▶ [Activity]: Across the entries below, tally every line that holds the string "about" and reply with the number only.

== Segment start ==

PR #1123, opened 2015-05-02
Improve DuckDuckGo's hiring links

bpollack:
I shot my mouth off on Twitter, so: here's a better link. That said, I think this is actually at least partially underlying lousy visual styling.


zekiel:
lol thanks @bpollack  --merging

PR #1131, opened 2015-05-12
Update CheatSheets for v1

moollaza:
Getting CheatSheets ready for V1 release:

- [x] change `meta` to `metadata` to prevent any collisions
- [x] update UI to meet design comp
- [x] replace `[]` with `<code></code>` in JSON Keys

/cc @russellholt @zachthompson


lib/DDG/Goodie/CheatSheets.pm
```diff
@@ -41,7 +41,7 @@ handle remainder => sub {
         id => 'cheat_sheets',
         name => 'Cheat Sheet',
         data => $data,
-        meta => \%{$data->{meta}},
+        meta => \%{$data->{metadata}},
```
zachthompson: If I recall correctly, the whole reason we added the json metadata to meta at this level was because we didn't know where to put it.  I don't think you need to add it here any longer.

moollaza: Right! Fixes in newest commit :+1:

moollaza:
Ready for review!

zachthompson:
Should we replace the "/" as a way to specify alternates with the new "[] or []"?  Look at tabclose for example which still has the / as part of the command:

vim_cheat_sheet

@abeyang Does the layout look like what was discussed last week?

[vim](https://zach.duckduckgo.com/?q=vim+cheat+sheet&ia=cheatsheet) [tmux](https://zach.duckduckgo.com/?q=tmux+cheat+sheet&ia=cheatsheet) [regex](https://zach.duckduckgo.com/?q=regex+cheat+sheet&ia=cheatsheet)

abeyang:
@zachthompson I think it's almost there! For visuals, let's modify the css a bit:

``` css
.zci--cheat_sheets .cheatsheet__data code {
  padding: 4px 5px 2px;
  font-size: 0.833em;
}
```

And yes, I agree that we should show alternates in new code blocks, like:

> [:tabclose] / [:tabc]

@moollaza are these other tasks still in progress:

screen shot 2015-05-15 at 10 23 16 am

russellholt:
But we're just treating it as text with the introduction of the [ ] syntax. so the idea of alternates don't even factor into this, as something we explicitly "support", except as a standard way of writing it... right?

abeyang:
@russellholt sorry, not sure I follow you... all I'm saying is that `:tabclose / :tabc` should **not** be in the same `<code>` block. Maybe I should've written it like:

`:tabclose` / `:tabc`

Does that make sense? Not sure if we were on different wavelengths before..

russellholt:
@abeyang yeah I understand

zachthompson:
btw, same with the ', ' variation, e.g. 'gt, :tabnext, :tab".   I introduced these variations as examples of how we could specify them in the json when Russell and I were first discussing it as a POC.  I don't see them in the originals.   We may want to verify, compare, and/or sync with the originals.

moollaza:
Alright, it's live here: https://moollaza.duckduckgo.com/?q=regex+cheatsheet&ia=cheatsheet

@abeyang reducing the `code` font-size to `0.8em` might be necessary. When the keys get longer we run into problems with the text folding, not sure about the most graceful way to handle that...

mintsoft:
@moollaza is it anticipated that the targeted help doesn't work?

https://duckduckgo.com/?q=regex+%5Ba-x%5D&ia=answer 
https://moollaza.duckduckgo.com/?q=regex+%5Ba-x%5D

russellholt:
@mintsoft we're thinking about that, will most likely be for v2 of this though.

russellholt:
LGTM. We might move the string escape logic to the backend (the cheatsheet module) for v2.

Status: awaiting final design review

abeyang:
Hi, gonna give some feedback. First, just on **tmux** specifically, can we get rid of the commas? I think it looks cleaner (and still understandable) without them, similar to what I have for Emacs here:

screen shot 2015-05-27 at 9 52 07 am

abeyang:
Now, with regards to the Cheatsheet Template itself:

First, can we have variable column widths? Gutter between the two should be 14px (which is **0.972em**, I believe). It looks like the column widths are all the same, leading to some of the keys running into the description (in pink below):

pasted_image_5_27_15__9_58_am

Second, as noted in the blue above, can we have the cheatsheet fill up the entire width of the gray area? 

Third, need wider gutters between columns. Here's the ideal (yours is about half that right now):

column_sizes

Fourth, there needs to be a bigger gap (should be about 30px total) between the headings and the previous grouping. Tried tweaking your css, but couldn't quite find a way.. 

Fifth, currently in the css, there's a `padding-bottom: 0` for `.zci--cheat_sheets .cheatsheet__data code`... please delete that line, so that the 2px padding-bottom can take effect.

abeyang:
Finally, two more things:

Can we make the footer more consistent with IAs? Our "show more" text seems a bit below and to the right of the icon...

screen shot 2015-05-27 at 10 16 53 am

And not sure how we usually do that horizontal line, but I'm assuming we don't typically use an `<hr>`? (If I were to guess, we just use the `border-top` CSS property.) Also, the color should be `rgba(0,0,0,0.15)`.

moollaza:
@abeyang alright, everything should be addressed. Should be live on my machine momentarily...

moollaza:
Alright, got the green light from the design team!

russellholt:
:+1: incredible this is done. On to v2! :)

zachthompson:
Nice job :+1:

abeyang:
:+1:

Issue #1163, opened 2015-05-30
Convert HTML Goodies to use templates


moollaza:
Many legacy Goodies return HTML strings for rendering. This was previously acceptable as we did not have access to the Handlebars templates used in every Spice IA.

Now that we have templates, we should convert all Goodies returning HTML into templated Goodie that ideally won't need to actually declare any HTML! We have many built-in templates and most IA's can leverage these by specifying only the data and letting our template system do the rest of the work.

In some cases the use of a Handlebars sub-template is necessary and acceptable. In rare cases a custom template is required and we now support that (but please check with us first to make sure its absolutely necessary!)

Let's cleanup our Goodies and hopefully simplify them by moving to our new templates!

Details on template usage can be seen here: https://duck.co/duckduckhack/goodie_displaying

Note: Goodies also support JS and CSS now, which means we should remove any inline scripts and styles and if necessary, move them to separate CSS and JS files.

Here's a list of the existing IA's which return HTML:
- [x] Average.pm
- [x] BashPrimaryExpressions.pm
- [x] BinaryLogic.pm
- [x] BloodDonor.pm
- [x] CalendarToday.pm
- [x] Chess960.pm
- [x] ChineseZodiac.pm
- [x] ColorCodes.pm
- [x] ConvertLatLon.pm
- [x] CrontabCheatSheet.pm
- [x] CryptHashCheck.pm
- [x] CurrencyIn.pm
- [x] Cusip.pm
- [x] Dessert.pm
- [ ] Dewey.pm
- [x] Dice.pm
- [ ] FenViewer.pm
- [x] FIGlet.pm
- [ ] Frequency.pm
- [ ] FrequencySpectrum.pm (this one sorely needs conversion! It should move the styles and scripts into a CSS file and a [x] JavaScript file)
- [x] GoldenRatio.pm
- [x] GuitarChords.pm
- [x] HTMLEntitiesDecode.pm
- [x] HTMLEntitiesEncode.pm
- [ ] IDN.pm
- [x] IndependenceDay.pm
- [ ] IPS.pm
- [ ] JsKeycodes.pm ( there is a Spice PR which will convert this to use JS -- technically it could remain a Goodie and do [x] this...)
- [ ] KernelTaint.pm
- [ ] Latex.pm
- [ ] Loan.pm
- [ ] NameDays.pm
- [ ] NLetterWords.pm
- [ ] Palindrome.pm
- [x] PercentError.pm
[...]

PR #1197, opened 2015-06-20
use record template in UnixPermissions goodie

jarmokivekas:
Moved the UnixPermissions goodie to use a template as part of #1163. If there is a more suitable template let me know. 

Tests still need amending to match the changes.

### DIFF
--- a/lib/DDG/Goodie/UnixPermissions.pm
+++ b/lib/DDG/Goodie/UnixPermissions.pm
@@ -60,19 +60,20 @@ handle query => sub {
     if ($attributes ne '') {
         $octal = "$attributes$octal";
         $plain_output = "Attributes: $attributes{$1}\n";
+        my $tmp_ttributes = $attributes;
         my @symbolic = split '', $symbolic;
-        if ($attributes >= 4) {
-            $attributes -= 4;
+        if ($tmp_ttributes >= 4) {
+            $tmp_ttributes -= 4;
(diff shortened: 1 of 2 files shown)


jarmokivekas:
This is how it looks before and after:

before:
before

after:
after


That last 'Attributes'  key is in the "Show more". Not all answers have that key, though (since it's not always relevant), in which case there is no "Show more" and the answer is displayed in its entirety.

mintsoft:
@jarmokivekas This is excellent, looks much better!

mintsoft:
Although, I think it probably makes more sense to never have the show more in this situation?

jarmokivekas:
I wasn't able to find how to disable the cut. Is there a key that can be set somewhere like in `structured_answer => templates => options`?

jarmokivekas:
I just noticed that in this case the "Show more" automatically disappears (the last item is shown) when the browser window is wider than 850 pixels.

mintsoft:
@jarmokivekas I think you might be right; I can't see an obvious way to 'disable' that behaviour so I feel it might be part of the responsive nature of the templates. @moollaza any clarification?

moollaza:
@jarmokivekas @mintsoft right now there's no way to disable or set the cut-off. It's actually based on height, not # of elements. 

This is great for now. If we find we need to configure the cutoff in other places I'll talk to the team about making it flexible.

@jarmokivekas thanks a ton!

== Segment end ==

▶ [Task result]: 5